2. The same whack-job that warned us of the repercussions of a lifetime of spider intolerance, also shared with us this bit of wisdom: "You must love Jesus more than you love your parents." She made it sound easy as chocolate chess pie: "Hey, kids, love this guy you've never seen more than the people who drive you to your swimming lessons at the YMCA, give you Christmas presents, and feed, clothe, and shelter you. Love him more than the dad who creates amazingly exciting bedtime stories for you and your sister every night and the mom who pulls splinters out of your fingers and once a week makes that delicious Mexican dip you love for dinner." The moment I heard this, I flatly refused. Jesus was going to get love, don't get me wrong, but not more than my parents. As a third grader I would've been devestated to hear if my parents loved Jesus more than me.
3. "Never allow your thoughts to grow idle--that's when the Devil gets in."
This Sunday school lesson fucked me up big time! I heard this and was completely freaked out. "The Devil's gonna get in my head and make me do things--bad things," I thought. I made sure my mind was running at all times, which led to one of my still thriving quirks: counting. I've gotten slightly better over the years, but back in the day, if I let my thoughts slow down for a second, I thought I was in danger of a visit from Satan himself. So I counted words in my head and by high school, though I'd stopped worrying about the Devil, the counting process would sometimes drive me crazy. I didn't even spend the time fending off idle thoughts with reflections on God or whatever crazy bullshit had been crammed into my brain at Sunday school, which I'm sure is what this teacher (who is a menace to society--my only hope is she has been stopped by now) meant when she gave us her warning.

4. "The love you have for you wife should appear as hate when compared to your love for Jesus Christ." I heard this at a wedding--no joke. A wedding! The preacher was telling two young people bonding their lives in holy matrimony to hate each other. OK, not really, but I mean, what the hell? Jesus wants us to hate? Jesus wants our love for others to look like hate?
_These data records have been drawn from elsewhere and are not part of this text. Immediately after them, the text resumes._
Issue #1247, opened 2023-11-06
[feature request] Allow per-user installation


Oxalin:
Hi,

Since the extension will rely on the desktop application in the near future, I've been testing the desktop application in our workplace context. Users are not allowed to make per-machine installation, otherwise it must be made by a system admin. This is something new from the last couple of months, since we are tightening our user accesses across every computer provided by our organization to be inline with our confidentiality policy. Prior to this policy change, users were allowed to install and update applications that were install system wide. Also, this was not a problem with the extension, since it was/is installed per browser profile.

That being said, users are allowed to install per-user applications for permitted applications. Buttercup would be one of them.

Since we all rely on Buttercup to share a common vault (through Google Drive), it would really be usefull to have this per-user installation feature. Not a deal breaker, since our team is relatively small and it will still be manageable without this feature.

All computers provided by the office are running Windows. Some users are allowed to use their own personal computer (Windows and Mac), but they are expected to be able to install and manage their own applications according to our policies.

perry-mitchell:
Hello! This sounds like a feature that'd be dependent on our installation system, built into Electron Builder / updater. Someone would have to research if such a feature is available there. If it isn't, it'll unfortunately be out of reach for Buttercup too.

Due to the amount of work required to maintain Buttercup, it's not feasible to switch to a more complex/custom build system that might allow such a feature, if it is indeed not possible in the current setup. I hope it is, however, as I do fundamentally agree with the premise here.

I don't have time currently to check this, but hopefully someone can check the docs at some stage to see what's possible here.

Oxalin:
I'll have a look at it.

Oxalin:
According to NsisOptions, there is a perMachine parameter:
"perMachine = false Boolean - Whether to show install mode installer page (choice per-machine or per-user) for assisted installer. Or whether installation always per all users (per-machine)."
https://www.electron.build/generated/nsisoptions

In the package.json file, we have:
"nsis": {
      "artifactName": "${productName}-${os}-${env.NODE_ARCHITECTURE}-${version}-installer.${ext}",
      "perMachine": true,

So, this would need to be set to "false".

I'll try to setup my computer to build Buttercup from source and test this.

Oxalin:
By the way, ${env.NODE_ARCHITECTURE} was undefined when packaging and I had to modify it to ${arch}. Are you using a container where you define NODE_ARCHITECTURE when building? Otherwise, looking under node > process doesn't list this variable.

PR #1251, opened 2023-11-23
Modify NSIS options to allow installing Buttercup per-user

Oxalin:
Since Buttercup Desktop will be needed with Chrome's extension (manifest v3), users that were able to install the extension on their local account may end up being unable to install Buttercup Desktop if they don't have administrative privileges.

Adding oneClick:false and changing perMachine:false will launch an installation prompt giving the user a choice to install Buttercup per-user or per-machine (system wide).

Fixes [issue 1247](https://github.com/buttercup/buttercup-desktop/issues/1247)

Tested locally without any visible regression.

### DIFF
--- a/source/main/actions/config.ts
+++ b/source/main/actions/config.ts
@@ -15,9 +15,18 @@ export async function handleConfigUpdate(preferences: Preferences) {
     const language = getLanguage(preferences, locale);
     logInfo(` - Language updated: ${language}`);
     await changeLanguage(language);
+    logInfo(
+        ` - Auto clear clipboard: ${
+            preferences.autoClearClipboard ? preferences.autoClearClipboard + "s" : "Off"
+        }`
+    );
+    logInfo(
+        ` - Lock vaults after: ${
+            preferences.lockVaultsAfterTime ? preferences.lockVaultsAfterTime + "s" : "Off"
+        }`
+    );
+    logInfo(` - Start in background: ${preferences.startInBackground ? "Enabled" : "Disabled"}`);
     logInfo(` - File host: ${preferences.fileHostEnabled ? "Enabled" : "Disabled"}`);
-    logInfo(` - Auto clear clipboard: ${preferences.autoClearClipboard}s`);
-    logInfo(` - Lock vaults after: ${preferences.lockVaultsAfterTime}s`);
     if (preferences.fileHostEnabled) {
         await startBrowserAPI();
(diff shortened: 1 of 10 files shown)


source/main/actions/config.ts
```diff
@@ -6,18 +6,39 @@ import { getLanguage } from "../../shared/library/i18n";
...
+        }`
+    );
+
+    logInfo(` - Start in background: ${preferences.startInBackground ? "Enabled" : "Disabled"}`);
+
+    logInfo(
+        ` - Start with session launch: ${preferences.startWithSession ? "Enabled" : "Disabled"}`
+    );
+    await setStartWithSession(preferences.startWithSession);
+
```
perry-mitchell, line 40: Would you mind removing the extra lines here?

source/main/services/config.ts
```diff
@@ -89,3 +90,34 @@ export async function setVaultSettings(
...
+    const storage = getConfigStorage();
+    const preferences = await storage.getValue("preferences");
+    if (typeof preferences === "undefined") {
+        return false;
+    }
+    return preferences.startInBackground;
+}
+
+export async function setStartWithSession(enable: boolean): Promise<void> {
+    var AutoLaunch = require("auto-launch");
```
perry-mitchell, line 104: Why the require here? Can this just be imported?

Also, var => const..

source/main/services/config.ts
```diff
@@ -89,3 +90,34 @@ export async function setVaultSettings(
...
+
+    var autoLauncher = new AutoLaunch({
```
perry-mitchell, line 106: var => const :)

perry-mitchell (changes requested):
Some small items. Otherwise looks great!

source/main/services/config.ts
Oxalin: This is fixed by https://github.com/Oxalin/buttercup-desktop/commit/fd7ff2e9ed0da0bfa34ea124ab1eb122383dd6c9

source/main/services/config.ts
Oxalin: Also fixed by https://github.com/Oxalin/buttercup-desktop/commit/fd7ff2e9ed0da0bfa34ea124ab1eb122383dd6c9

perry-mitchell (approved):

perry-mitchell:
This is great!

image

PR #2, opened 2015-04-04
[OSJC-150] Move to new package structure of com.openshift.restclient, re...

jcantrill:
...move v2 classes


brenton:
@danmcp, we probably want to keep a branch around for OSE 2.x and Online that still has the v2 code, right?

danmcp:
@brenton v2 is still under: https://github.com/openshift/openshift-java-client/

brenton:
@danmcp, ahh, that's right.  Would you mind if I crosslink the repos in the README to hopefully save someone some time in the future?

PR #7, opened 2015-04-15
[JBIDE-19601] Status kind being returned with incorrect version and clie...

jcantrill:
...nt unable to recognize it


jcantrill:
@adietish check it out

adietish:
this is a bug in the server, it's responding in v1beta3 even though we're requesting v1beta1: https://github.com/GoogleCloudPlatform/kubernetes/issues/6876.
closing without merging.

PR #10, opened 2015-04-21
[OSJC-157] Throw unauthorized exception when a 403 status is returned

jcantrill:
@adietish found our issue when reconnecting after eclipse session restart.  Per my discussion with @maxandersen , im putting this into master


src/main/java/com/openshift/internal/restclient/KubernetesAPIVersion.java
```diff
@@ -15,7 +15,8 @@
  * @author Jeff Cantrill
  */
 public enum KubernetesAPIVersion implements APIModelVersion{
-	v1beta1(1);
+	v1beta1(1),
```
adietish: I am pretty convinced that using an enum for api version is not the right tool at hand. Enums typically are the right tool for closed exhaustive choice whereas in API versions we clearly have an open ended choice. I would clearly switch to a class and move away from enum.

Maybe he just said it wrong (please, God, I hope he said it wrong), because I'm fairly certain the man who encouraged people to love their enemies, didn't think we'd turn around and hate our spouse, or least make it look like hate. And how does love "appear as hate" exactly? Maybe somebody can clear this one up for me. Lame!
5. One of my all time favorite religious lessons is "masturbation is not wrong, unless lust is involved." That statement makes no sense whatsoever. It's illogical. Lust is half the fun of masturbation--masturbation is the sole result of lust (unless you are sick puppy, then lust can lead to all kinds of creepy, illegal activities). So, let me get this straight, if I want to masturbate, the church is fine with it, as long as I'm thinking about baseball or motorcycles or Queso Crunchwraps? Have you ever tried to masturbate to a Taco Bell commercial? Can't be done. And I use thoughts of baseball to make sexual intercourse last longer. That is how unstimulating I find baseball. And motorcycles? That's kinda gay, right? No options were provided when this statement was made. Just "don't lust" and "go forth and masturbate."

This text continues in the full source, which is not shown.